**WHAT TO PRODUCE**: This exercise asks for every line of the material that contains the word "only".

**MATERIALS PROVIDED**:

PR #10535, opened 2019-03-10
chore: even more linting

SimonSchick:
### Pull Request check-list

### Description of change

- Enabled eslint default rules
  - Most of the changes here are related to redundant escape sequences
- Fix JSDoc stuff

I think we're legit done after this one 😛


.eslintrc.json
```diff
@@ -117,7 +109,23 @@
     "no-useless-call": "error",
     "no-unused-expressions": "error",
     "no-sequences": "error",
-    "no-self-compare": "error"
+    "no-self-compare": "error",
+    "no-case-declarations": "off"
+  },
+  "globals": {
+    "Association": true,
```
sushantdhiman: This is going to be an issue with linting, now eslint will treat these as global and wont fail if someone is using `Model` without importing it first.

We can have a second linting phase for just jsdocs, with its own jsdocs related config in separate file.

SimonSchick: Or I just change those to typedefs.

sushantdhiman: So isn't this thread still valid. `npm run lint` wont catch misuse of these global?

SimonSchick: I forgot to push latest changes, unfortunately type references are broken: https://github.com/gajus/eslint-plugin-jsdoc/issues/109

SimonSchick:
@sushantdhiman apparently `test/integration/dialects/postgres/query-interface.test.js` is failing now since I've fixed the postgres version regex, should I change the regex to only match X.Y instead of X.Y.Z?

lib/dialects/sqlite/query-interface.js
```diff
@@ -147,7 +151,8 @@ exports.removeConstraint = removeConstraint;
 
 /**
  * @param {QueryInterface} qi
- * @private
```
sushantdhiman: Keep `@private`

sushantdhiman:
> should I change the regex to only match X.Y instead of X.Y.Z?

Yes

Issue #10511, opened 2019-03-06
'subQuery' option for find is not documented


serge1peshcoff:
I was recently trying to find the solution for this issue: https://github.com/sequelize/sequelize/issues/9869, where the following example was throwing the `missing FROM-clause` error:

```js
Event.findAll({
    where: {
        deleted: false,
        '$applications.user_id$': req.user.id
    },
    include: [{
        model: Application,
        required: true
    }]
})
```

I've found one question on StackOverflow that suggested to use `subQuery: false`, so I've updated my example and now it's working, here's the working solution:

```js
Event.findAll({
    where: {
        deleted: false,
        '$applications.user_id$': req.user.id
    },
    subQuery: false,  // <----------- this line
    include: [{
        model: Application,
        required: true
    }]
})
```

But as I've found out the `subQuery` option for `findAll()` (and I suppose that for `findOne()` it's the same) is not documented or at least I couldn't find it.

Is it possible to document it so other people would be aware of it?
Thanks in advance ;)

knoxcard:
@serge1peshcoff - great recommendation, you should submit a pull request.

serge1peshcoff:
done :D

Issue #9869, opened 2018-09-04
Deep eager load chains does not produce valid sql, regression from sequelize 3


linpekka:
## What are you doing?
When upgrading from sequelize 3, i noticed that some lookups does no longer produce valid sql.

```js
return db.Task.findOne({
	where: {
		behavior_id: Integer
	},
	include:[
		{model: db.Behavior, include: [db.Node]},
		{
			model: db.TaskSession,
			where: {
				session_id:Integer
			},
			include: [{
				model: db.TaskReport,
				required: true,
				include:[
					{model: db.Attachment}, 
					{
						model: db.TaskParticipation,
						required: true,
						include:[{
							model:db.Participation, 
							required: true,
							include:[
								{
									model:db.OrganisationParticipation,
									where: {user_id:Integer},
									include:[
										db.User
									]
								}	
							]
						}]
					}
				]
			}]
		}
	],
	transaction:t
})
```

## What do you expect to happen?
I want the findOne to generate valid sql

## What is actually happening?
SequelizeDatabaseError: missing FROM-clause entry for table "TaskSessions->TaskReports->TaskParticipations->Participation"

_Output, either JSON or SQL_
[...]

PR #10543, opened 2019-03-13
docs: added subQuery documentation for findAll

serge1peshcoff:
Fixes: https://github.com/sequelize/sequelize/issues/10511
Related: https://github.com/sequelize/sequelize/issues/9869

I'm not sure if there can be a better description, since I'm not quite aware of how subQuery works internally. But this should make it more clear. If there's a better way to document it, I can update it.

### DIFF
--- a/lib/model.js
+++ b/lib/model.js
@@ -1647,6 +1647,7 @@ class Model {
    * @param  {Object}                                                    [options.having] Having options
    * @param  {string}                                                    [options.searchPath=DEFAULT] An optional parameter to specify the schema search_path (Postgres only)
    * @param  {boolean|Error}                                             [options.rejectOnEmpty=false] Throws an error when no records found
+   * @param  {boolean}                                                   [options.subQuery] If true, uses sub-query for querying associates.
    *
    * @see {@link Sequelize#query}
    *


lib/model.js
```diff
@@ -1647,6 +1647,7 @@ class Model {
    * @param  {Object}                                                    [options.having] Having options
    * @param  {string}                                                    [options.searchPath=DEFAULT] An optional parameter to specify the schema search_path (Postgres only)
    * @param  {boolean|Error}                                             [options.rejectOnEmpty=false] Throws an error when no records found
+   * @param  {boolean}                                                   [options.subQuery] If true, uses sub-query for querying associates.
```
sushantdhiman: This option should not be used, instead you should be using `duplicating: false` etc (Which are not documented either :D)

serge1peshcoff: @sushantdhiman then I propose the following: document both of these features, but mention that subQuery should not be used.
Can you do that? (I'm not that familiar with internals of Sequelize unfortunately and don't know how either of this options works and why one should use duplicating instead of subQuery)

SimonSchick: Please also add it to the typings.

**TASK ANSWER**:
@sushantdhiman apparently `test/integration/dialects/postgres/query-interface.test.js` is failing now since I've fixed the postgres version regex, should I change the regex to only match X.Y instead of X.Y.Z?
> should I change the regex to only match X.Y instead of X.Y.Z?
    * @param  {string}                                                    [options.searchPath=DEFAULT] An optional parameter to specify the schema search_path (Postgres only)
    * @param  {string}                                                    [options.searchPath=DEFAULT] An optional parameter to specify the schema search_path (Postgres only)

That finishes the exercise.